I just like cleaning mine...


----------



## OMSBH44 (Jul 7, 2006)

*Lubrication*

I try to clean my guns after every shooting session. I'm not so sure the
positive result came more from the different lubrication, which I'm sure
helped, or more from the return to the factory recoil spring.

Whatever the cause, it worked well. Now if I can get it to repeat the 
result with my next batch of reloads, I'll be in seventh heaven.

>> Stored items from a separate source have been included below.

PR #6031, opened 2022-10-19
Add folders for pill creation.

sigilante:
The current pill library for +brass leaves out /doc (%docs) and /dia (%citadel).

This means that brass pills based on these desks currently break on initial boot.

### DIFF
--- a/pkg/base-dev/lib/pill.hoon
+++ b/pkg/base-dev/lib/pill.hoon
@@ -39,6 +39,8 @@
 ++  file-ovum
   =/  directories=(list path)
     :~  /app    ::  %gall applications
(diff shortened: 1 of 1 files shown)


zalberico:
@belisarius222 - assigning this to you for review and next steps.

Fang-:
Alternative implementation: just include everything, but explicitly ignore the `/tests` directory, and the readme & license & testing files in root. I don't think expanding this list for every new third party dir is something we can keep up in the long run.

Something also to consider, is that #5470 will enable injection of custom packages and such into the boot sequence, without custom pills. "Pill is only for base kernel" could be a valid stance to take.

I sure didn't know that Walther handguns could be so sensitive to
different ammunition. Had I know, I might have had second thoughts
about getting a PPK/S. This gun is either going to work with my reloads, or
it is going to get a new owner!

L8'er, TP


----------



## PanaDP (Jul 20, 2007)

I bet it's the spring. These types of pistols are pretty delicately balanced machines. It's like a lot of springs in stasis.


----------



## JimmySays (Jun 8, 2007)

I love a story with a happy ending.:smt023 As long as the pistol shoots reliably, I tend to think the spring might have been the culprit.
I wish you many hours of trouble free shooting.


----------



## Jinx (May 22, 2008)

I have a ppk stainless by S&W in 32... The only issue i ever had was one day i would pull the trigger and the hammer wouldn't move anymore.. (Very bad) not sure i'd ever rely on it to be a cary gun with that kind of performance.. Anyways I sent it back into s&w after about 4 weeks i got her back.. she works great again.. Aside from .32 being audiaciously as expensive as .45 its a fun little gun. I use break free on ALL my guns and never have problems with jams and such.. I put it on all moving parts and a small light amount all over the barrel before puting the recoil spring on.

Good shooting!


----------



## TxPhantom (May 6, 2006)

My wife has a PPK/S and I have a Bersa Thunder 380. The Walther is prettier but the Bersa is a very good little pistol, especially for the money. We used to shoot our 380's a lot but now they are mostly safe queens. 380 ammo is pretty expensive, not a great self defense round, and not all that much fun to shoot. 9mm ammo is still fairly reasonable, packs a better punch and is what we shoot a lot when not throwing large chunks of money down range in the form of 45, 40 caliber or 357 magnum. :smt070
If I ever quit clinging to my guns and decide sell (which is doubtful) any of my pistols it will be the 380's.


----------